- [What you should do]: Count the lines of the data below that include the string "fails", and provide nothing but the result.

- [Provided data]:
PR #809, opened 2025-05-19
Str 1275 exp backoff for engine calls

irnb:
## Description
Today any *engine* connection failure inside block execution leads to:

1. The block being tagged **Invalid**.
2. The Sync crate advancing past that height (see Issue 1).

A transient network hiccup should trigger **retry with back-off** or, after `N` failures, a *graceful shutdown*, **not** a permanent Invalid flag. 

### Type of Change

- [ ] Documentation update
- [ ] Refactor
- [ ] New or updated tests
- [ ] Dependency Update

## Notes to Reviewers

**Why is the retry_with_backoff + graceful shutdown strategy sufficient?**
[Notion Link](
https://www.notion.so/Sync-Crate-Analysis-1f6901ba000f80418a35ed25eda463b7?pvs=4#1f9901ba000f8081b7c9fbaeb91f0c8e)

## Checklist

## Related Issues

STR-1275

### DIFF
--- a/crates/sequencer/src/block_template/block_assembly.rs
+++ b/crates/sequencer/src/block_template/block_assembly.rs
@@ -1,5 +1,8 @@
 use std::{thread, time};
 
+use strata_common::retry::{
+    policies::ExponentialBackoff, retry_with_backoff, DEFAULT_ENGINE_CALL_MAX_RETRIES,
+};
 use strata_consensus_logic::checkpoint_verification;
 use strata_db::DbError;
 use strata_eectl::{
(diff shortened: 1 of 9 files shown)


crates/sequencer/src/block_template/block_assembly.rs
```diff
@@ -311,6 +311,8 @@ fn prepare_exec_data<E: ExecEngineCtl>(
         remaining_gas_limit,
     );
 
+    // TODO: should we use retry with backoff in here too?
+    // IMO yes, but we don't need graceful shutdown for it
```
irnb, line 315: @bewakes WDYT? I don’t think we need a dedicated graceful-shutdown path here. prepare_payload only submits a payload-creation task to the execution client—if it fails, no real harm done; we’ll just retry in the next iteration. And if the issue escalates, the fork-choice manager already has graceful-shutdown logic to handle it.

bewakes: Yes, I agree. There's no harm done if this submission fails. So yeah, we don't necessarily need a graceful shutdown here. But retry with backoff would still be a good safety net here.

delbonis (approved):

- [Written solution]: 2